A year later she was exhibited at Charing Cross with a cost of 1 shilling per head to gawp at her. She was described as having 'all the features of an Aethiopian with a flaxy woollen head, a skin and complexion fair as alabaster'.


She was 'exhibited' again at the Bartholemew Fair in 1788 (Fryer, 1984).


Thomas Hall was a taxidermist, curiosity dealer and proprietor of a fine exhibition of stuffed birds, etc. These trade tickets advertised his curiosities on exhibit at Finsbury Square and also touring at Bartholemew Fair, an event renowned for its theatrical booths.


 It was at Bartholemew's Fair that he made use of such human exhibits as Mrs Newsham.



    Copper penny token issued in 1795 by T. Hall for his Exhibition of Curiosities and Natural



    Thomas Hall


    An original image below of Thomas Hall.

            Image also depicts a Toucan


    Phenomena situated on the City Road, London.
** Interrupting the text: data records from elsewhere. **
PR #543, opened 2022-03-02
Rename params to tempusPool

StefanVitor:


RedFox20 (approved):
This is a much better way to get approved 👍🏻 

Personally, I would prefer terse names such as `pool`, but this is okay as well.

Obverse - An African woman standing in a long dress, half right, 'Mrs NEWSHAM THE WHITE NEGRESS'. Reverse -'THE FIRST ARTIST IN EUROPE FOR PRESERVING BIRDS BEASTS Etc'. Edge - 'MANUFACTURED BY W. LUTWYCHE BIRMINGHAM'. Diesinker Dixon, manufacturer Lutwyche.

    Thomas Hall of No. 10 City Road was a taxidermist, curiosity dealer and proprietor of an exhibition of stuffed birds and animals, curiosities and natural phenomena. He was the owner and exhibitor of the first Kangaroo ever to be brought to Europe which is an illustration of the importance and popularity of this establishment in Georgian London. However, in line with the values of the day, animals were not the only the exhibits at this museum and sadly deformed humans, dwarfs and Africans were also put on show as a curiosity and this penny token advertises one of them.

    Amelia Newsham was probably an albino African and there are records of a 'white negro girl' being exhibited at the Bartholomew Fair in London at 'a penny a look', some several years before the date of this token.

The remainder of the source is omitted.